Irwin asserts that the Court’s holding in Whetzel can be distinguished from this case because Whetzel did not deal with the constitutionality of Indiana Code Section 6-1.1-37-10. Irwin points out that in Whetzel, the taxpayer only challenged whether the penalty imposed was illegal. See Whetzel, 761 N.E.2d at 906. In the present case, Irwin challenges both the propriety of the County Treasurer’s imposition of the penalty and the constitutionality of the statute before the Indiana Board. However, the Court notes that with the exception of the constitutionality issue, Irwin’s case is four square with Whetzel. Therefore, Whetzel controls, and the Indiana Board properly decided that it was without authority to review the propriety of the County Treasurer’s late penalty.
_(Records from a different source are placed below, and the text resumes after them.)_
PR #188, opened 2022-09-20
Update CI BCs version to fix GEOSgcm run

mathomp4:
Due to recent changes in the GEOSgcm_App, we need to advance the BCs version in the CI so that the scripting for making an experiment works.


amdasilva (approved):
Looks good.

Issue #183, opened 2022-09-14
Add various aerosol exports 


vbuchard:
- add exports for total extinction and scattering coefficient profiles needed for JEDI exp and chemistry group
- add total (molecular + aerosols) single scattering attenuated backscatter coefficient for PBL modeling group

PR #189, opened 2022-09-23
Feature/vbuchard/extinction export

vbuchard:
- added exports for total extinction and scattering coefficient profiles at model RH and at fixed RH=20% and 80%
- Partially resolved issue #183


amdasilva (dismissed):
Looks reasonable.

PR #198, opened 2022-11-30
Feature/vbuchard/total aback toa

vbuchard:
Adds:
- Aerosol single scattering backscatter coefficient for each instances and total at wavelengths_profile
- Total (molecular + aerosols) attenuated backscatter coefficient from TOA and sfc at 532nm.
This PR closes issue #183. The total attenuated backscatter coefficient calculation will be revisit later to include other wavelengths than 532nm.

### DIFF
--- a/CHANGELOG.md
+++ b/CHANGELOG.md
@@ -9,7 +9,10 @@ and this project adheres to [Semantic Versioning](https://semver.org/spec/v2.0.0
 
 ### Added
 
-- Extinction exports with RH=20% and RH=80%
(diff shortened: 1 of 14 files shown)


amdasilva (approved):
This feature appears to work with a few caveats. It requires that dependent exports have been activated, for now my means of an entry in history. This is undesirable because of the unnecessary extra I/O. 

Solution: a request have been made to the SI Team to extend MAPL so that export dependencies are specified during AddExportSpec.  As of this writing, work was in progress by Atanas.

PR #205, opened 2023-01-09
Fixes #202. Add * to Long Name for CA Gridded Component

### LINKED ISSUE #202: Update State Specs for *-expansion in Long Names
@darianboggs recently added the ability in MAPL to expand * in long name with the ACG:

https://github.com/GEOS-ESM/MAPL/pull/1881

This feature will be in the next version of MAPL (2.34.0) which will be released "soon". As such, this is an issue reminder to update the state specs in files where star-expansion is done. At the moment I think it's only in CA:

https://github.com/GEOS-ESM/GOCART/blob/984fc494abfcd95ff3c2ced49dc0ab11176b8510/ESMF/GOCART2G_GridComp/CA2G_GridComp/CA2G_StateSpecs.rc#LL75-L78

but others might use it in branches in development? The above lines should become:
```
 NAME         | UNITS        | DIMS  | VLOC  | UNGRIDDED                      | LONG NAME
#----------------------------------------------------------------------------------------
 *MASS        | kg kg-1      | xyz   | C     |                                | * Carbonaceous Aerosol Mass Mixing Ratio
 *CONC        | kg m-3       | xyz   | C     |                                | * Carbonaceous Aerosol Mass Concentration
```
as an example. Note you want to make sure you have the space so this:
```
* Carbonaceous ...
```
not:
```
*Carbonaceous ...
```
as the Python will do:
```
CA.bcCarbonaceous ...
```
for the latter.

mathomp4:
Closes #202 

With MAPL 2.34 now in GEOSgcm `main`, I feel confident about making this PR. To wit, this PR uses the updated *-expansion in MAPL's ACG to expand out the Long Name in the State Specs much like it does in the short name. Note that this is a bit different than might be expected[^compname].

Note I also changed the Internal state *-variables here:
```
 *phobic | kg kg-1 | xyz  | C    | MAPL_RestartOptional | T          | DYNAMICS:TURBULENCE:MOIST | Carbonaceous Aerosol Mixing Ratio
 *philic | kg kg-1 | xyz  | C    | MAPL_RestartOptional | T          | DYNAMICS:TURBULENCE:MOIST | Carbonaceous Aerosol Mixing Ratio
```
to:
```
*phobic | kg kg-1 | xyz  | C    | MAPL_RestartOptional | T          | DYNAMICS:TURBULENCE:MOIST | * Hydrophobic Aerosol Mixing Ratio
*philic | kg kg-1 | xyz  | C    | MAPL_RestartOptional | T          | DYNAMICS:TURBULENCE:MOIST | * Hydrophilic Aerosol Mixing Ratio
```

because these are also added to Export (the `T` column). Thus, history output will have the right name. But because these are *Internal* state variables and changing could trigger a "non-zero-diff" in checkpoints. Now, It would only be the `long_name` attribute and not the actual data, but I wanted to be conservative.

I also took the time to update the `components.yaml` to match GEOSgcm `main` so it uses MAPL 2.34 as well.

[^compname]: In #202 (or rather the chain leading to it, see https://github.com/GEOS-ESM/MAPL/issues/1877), @amdasilva said:  
    > image
    > 
    > For the short name the “*” is replaced with the name of the component, thus BCEXTTAU, BRCEXTTAU, etc. A similar device was supposed to have been implemented for the long name but apparently it has not. In this case, we should have something like this:
    >  
    > Which would expand to “BC Extinction AOT”, “BRC Extinction AOT”, etc… Expanding BC to “Black Carbon” cannot be easily done with the ACG without introducing cumbersome syntax. Having ncks perform attribute renaming at the script level may be easier to implement.
    
    It turns out technically we cannot do this. When you use MAPL 2.34 with this PR, you get out:
    ```
    BCEM001:long_name = "CA.bc Aerosol Emission (Bin 001)" ;
    ```
    for, say, `BCEM001`. Note this does *NOT* say `"BC Aerosol Emission (Bin 001)"`. The reason is that this variable internally is `CA.bcEM001` and not `BCEM001` because the component is `CA.bc`; it's called `BCEM001` only because of aliasing in `HISTORY.rc`:
    ```
    'CA.bcEM'        , 'CA.bc'     , 'BCEM001;BCEM002' ,
    ```
    But, as far as the ACG is concerned, this is `CA.bc` and it has no way to know that someone renamed it in `HISTORY.rc`.
    
    I believe GEOS will need a postprocessing step with something like `ncatted` to convert `CA.bc` to either `BC` or `Black Carbon`.

### DIFF
--- a/CHANGELOG.md
+++ b/CHANGELOG.md
@@ -9,6 +9,8 @@ and this project adheres to [Semantic Versioning](https://semver.org/spec/v2.0.0
 
 ### Added
 
+- Added `*` to CA State specs file to allow for ACG to substitute in the instance name
+
 ### Fixed
 
 ### Changed
--- a/CHANGELOG.md
+++ b/CHANGELOG.md
@@ -18,6 +18,8 @@ and this project adheres to [Semantic Versioning](https://semver.org/spec/v2.0.0
 - Moved to use GitHub Action for label enforcement
 - Updated CircleCI image to use Baselibs 7.7.0
 - Update `components.yaml` to reflect GEOSgcm
+- CA restarts will have a change in longname for `philic` and `phobic` variables due to addition of `*` in the CA State specs file
+  for the Internal state variables
 
 ## [2.1.2] - 2022-10-07
 
--- a/CHANGELOG.md
+++ b/CHANGELOG.md
@@ -9,7 +9,7 @@ and this project adheres to [Semantic Versioning](https://semver.org/spec/v2.0.0
 
 ### Added
 
-- Added `*` to CA State specs file to allow for ACG to substitute in the instance name
+- Added `*` to CA State specs file to allow for ACG to substitute in the long name
 
 ### Fixed
 
--- a/ESMF/GOCART2G_GridComp/CA2G_GridComp/CA2G_StateSpecs.rc
+++ b/ESMF/GOCART2G_GridComp/CA2G_GridComp/CA2G_StateSpecs.rc
@@ -113,8 +113,8 @@ category: INTERNAL
 #--------------------------------------------------------------------------------------------------------------
   NAME   | UNITS   | DIMS | VLOC | RESTART              | ADD2EXPORT | FRIENDLYTO                | LONG NAME
 #--------------------------------------------------------------------------------------------------------------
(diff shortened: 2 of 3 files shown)


amdasilva (dismissed):
Seems reasonable.

amdasilva (commented):
Good to go.

amdasilva (approved):
Approved.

Irwin attempts to save its case from dismissal, arguing that its case is properly before this Court because Indiana Code Section 6-1.1-37-10 is unconstitutional4 and only this Court can decide the constitutionality of a tax statute. Irwin contends that State v. Sproles supports its proposition because there the Indiana Supreme Court held that challenges to the tax law lie within the exclusive jurisdiction of the Tax Court. State v. Sproles, 672 N.E.2d 1353, 1356 (Ind.1996). Irwin’s reliance on Sproles in this case is misplaced. Whether the Indiana Board or any other administrative agency has the authority to review the constitutionality of a statute should not be reached until the agency has [724]*724determined whether it has jurisdiction over an appeal brought under the statute alleged to be unconstitutional.5 Here, the Indiana Board did not have any authority to decide anything regarding the appropriateness of a penalty for late payment of taxes and consequently neither does this Court. Therefore, Irwin’s constitutional claim is not properly before this Court. Accordingly, the Court GRANTS the Indiana Board’s and Local Officials’ motions to dismiss.
CONCLUSION
Irwin’s remedy in Court, if any, lies with the Marion County courts of general jurisdiction and not the Tax Court.6 For the foregoing reasons, Court GRANTS the Indiana Board’s and Local Official’s motions to dismiss because the Indiana Board did not have the authority to decide whether the County Treasurer properly assessed Irwin with a penalty for late payment of the property tax installment and because Irwin’s constitutional challenge is not properly before this Court.